Greg beat us to the school and by the time Curry and I rushed in, he and Chip were settling Win on the couch in the lounge. I ran to where Greg kept the first-aid supplies and soon he and Chip were dressing the wounds while I sat on a chair next to Win. He squeezed my hand and winced in pain. Greg made him some concoction to drink, and Win drank it down quickly, wincing at the taste or the burn, I didn’t know which.

“Don’t you think he should go to the hospital?” I asked Greg quietly as Win’s eyelids fell shut.
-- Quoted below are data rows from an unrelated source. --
PR #933, opened 2025-07-30
Add finalization handlers for prompt preprocessing steps

bman654:
This is not needed by the Core application but acts as an extension point for Extensions that want to manipulate the input params after all of the wildcard, random, and other prompt-modification tags have been processed.

I was previously hooking into the pipeline in a wonky way (via the `PreGenerateEvent` event) but that event only fired during generation and there was no equivalent way to hook into the process when clicking the "Generate Workflow from Generator tab" button on Comfy tab.   Also some of the processing I wanted to run was async and I felt bad everytime I wrote `Task.Result` to block until the task completed.


mcmonkey4eva:
Valid idea but I don't love the details - replaced with `LateSpecialParameterHandlers`

re async: yeah you're doing async things while a gen is prepping to run, so, you are potentially delaying the user request, so, you should feel weird and have to do some weird taskhacking about it.

Issue #961, opened 2025-08-16
Qwen-image returns error when used as tiled refiner


willhsmit:
### Expected Behavior

When used as a refiner in Refine / Upscale with 'Refiner Control percentage' > 0 and 'Refiner Do Tiling' checked, Qwen should work and refine the image.

### Actual Behavior

Swarm throws an exception 

ComfyUI execution error: too many values to unpack (expected 4)

Basically, it looks like split_latent_tensor and stitch_latent_tensors are expecting the passed-in latents to have 4 dimensions, but they have 5.

From a printf, we see the latent tensor passed into split has this shape 
Hidream: torch.Size([1, 16, 278, 216])
Qwen image: torch.Size([1, 16, 1, 278, 216])

Full stack trace is in the debug logs section.

### Steps to Reproduce

Use an init image.

Following parameters:
Init Image Creativity: 0, 
Refiner Control Percentage: 0.2, 
Refiner Method: Post-Apply (Normal), 
Refiner Upscale: 2, 
Refiner Upscale Method: Model: 4xNomos8kDAT.pth, 
Refiner Do Tiling: true

Model: qwen-image-Q3_K_M.gguf
LoRAs: Qwen-Image-Lightning-8steps-V1.1-bf16 : 1

We get an error on the tiling step.

### Debug Logs

10:37:30.390 [Warning] [ComfyUI-0/STDERR] Traceback (most recent call last):
10:37:30.391 [Warning] [ComfyUI-0/STDERR]   File "C:\Users\willh\SwarmUI\dlbackend\comfy\ComfyUI\execution.py", line 496, in execute
10:37:30.391 [Warning] [ComfyUI-0/STDERR]     output_data, output_ui, has_subgraph, has_pending_tasks = await get_output_data(prompt_id, unique_id, obj, input_data_all, execution_block_cb=execution_block_cb, pre_execute_cb=pre_execute_cb, hidden_inputs=hidden_inputs)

Greg shook his head. He sat back in his chair, hands on his knees. “Once, a few years ago,” he said quietly, his eyes on Win, “a civil rights worker I knew was beaten like this at a protest. We took him to the hospital and his attackers were waiting for him in the bushes outside the hospital doors. They jumped all of us. That fella didn’t make it.”

“My brother wouldn’t—”

“Your brother wouldn’t what, Ellie?” Greg said, anger in his voice now. “Hurt a fly? Well look what he did here.” He nodded at Win. “I don’t want him calling his friends to meet him at the hospital to finish what he started. All right? Win’ll be safer here.”

I didn’t know what Greg gave Win in that drink, but whatever it was knocked him out and I was glad he was no longer in pain. I started to get to my feet, but Greg reached over, his hand on my arm to keep me seated.

“You’re going to have to leave Flint, Ellie,” he said.

“No. Please, Greg! Let me stay.”

“I might be able to find you a place in one of the other counties outside North Carolina. I know they lost a few volunteers in Virginia, so maybe—”

No,” I said again. “Don’t make me leave.”

Greg gazed at me, his face serious. He nodded toward Win. “I know you love him,” he said. “And I know he loves you. He told me as much. But all you can bring him is trouble. He has a good head on his shoulders, but he’s human. We’re all human. We fall in love, we lose all sense of reason.”

“I’ll end it with him,” I promised, wondering if the words were a lie even as I said them.

“You’ll tell him it’s over and he’ll talk you out of it,” Greg said. “I was young once. I know how this plays out.”

I didn’t know what to say. How to fix this. How to get what I wanted without hurting anyone.

“Curry can take you back to the Charleses’ house now and then drive you home to Round Hill in the morning,” Greg said. When I didn’t respond, he added, “If you love him, Ellie, you’ll leave him.”

I felt my eyes burn. I looked down at Win again. The face I loved, bandaged and battered. Blood was seeping through the gauze taped to his chin. I knew in my heart Greg was right. How many more beatings would he have to endure to be with me?

I looked up at Greg. “I’ll go,” I said.